When it comes to exploiting that education, prospects in the US job market are promising. Graduate and postgraduate science and engineering students interested in pursuing a career in the nuclear industry have ample choices between jobs at government labs, with private plant operators, in reactor construction or in the defence business, says Michael Corradini, head of nuclear engineering at the University of Wisconsin–Madison. "It's an incredibly healthy and vibrant environment for us right now, despite the economic downturn," he says. "Most of my students can choose from at least a handful of job offerings; ten years ago they were glad when they got one." Students often start with bachelor's degrees in civil, chemical or process engineering, then specialize in nuclear engineering as part of a master's degree.
The Penly nuclear power plant, located northeast of Dieppe, France.Employment prospects in many regions of Europe are just as encouraging. "If a talented student turns up today, he or she will have a work contract tomorrow, either from me or from a company we're collaborating with," says Joachim Knebel, head of nuclear safety research and acting head of neutron physics and reactor technology at KIT. The Areva Nuclear Professional School was established at KIT in February, funded by Areva, the Paris-based company that is the world's largest manufacturer of reactor components and nuclear fuel. It provides postgraduate training for young scientists and engineers specializing in various fields of nuclear engineering. The 30 PhD students enrolled at the school at any one time are paid by Areva and have a guarantee that they will be employed when their training is completed. Areva, with a workforce of 75,000 and
13.2 billion (US$17.2 billion) in global sales, is the market leader in the field and is now hiring about 1,000 people a month globally. Engineers of all sorts, from civil, electromechanical, chemical and process engineers to automation and computation experts, account for roughly one-half of newly hired staff.
Ongoing technological challenges should provide work for the most enterprising. Generation IV nuclear reactors are intended to replace current types such as the European Pressurized Reactor (also called Evolutionary Power Reactor or just EPR), a generation III reactor design that uses water under high pressure as coolant. A mammoth research and development challenge ahead is the next generation of thermal and fast reactors (where the chain reaction is sustained by fast neutrons), which are designed to produce significantly less radioactive waste, to cost less and to be less vulnerable to violent attack. In principle, these systems would partition and reprocess nuclear waste repeatedly, which will require new technologies and new materials. These reactors could become commercially available in 20 to 30 years' time.
With the problem of safe nuclear-waste disposal unresolved, and the no less worrisome risk of proliferation of weapon-grade uranium and plutonium, nuclear power has not ceased to be controversial. But resistance to the peaceful use of nuclear energy, commonplace in global youth counterculture from the 1960s to the 1980s, has lost its fury. "Today's generation of engineering students couldn't care less about the nuclear resentments of old," says Knebel.

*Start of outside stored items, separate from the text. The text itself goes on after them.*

PR #1698, opened 2023-07-26
Add null check

anhtruong-MSFT:
A customer reported their app crashing when opening for editing.
The cause is a null reference exception was raised in the CheckSemantic of Filter function.We need to add null check for ViewInfo in Filter CheckSemantic

[Incident-409006522 Details - IcM (microsofticm.com)](https://portal.microsofticm.com/imp/v3/incidents/details/409006522/home)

Significant advances in reactor safety and nuclear fuel reprocessing technologies have helped. But it's the risk of unabated global warming that has made carbon-free nuclear power more acceptable, notes Annette Heinzel, a 35-year-old materials scientist at KIT who develops lead-cooled steel for the next reactor generation. "Back in 1999, most of my friends were a bit shocked when I left geology to pursue a career in nuclear reactor technology," she says. "Ten years on, things have changed quite a lot. People have become more open-minded and most find it easy now to accept what I'm doing."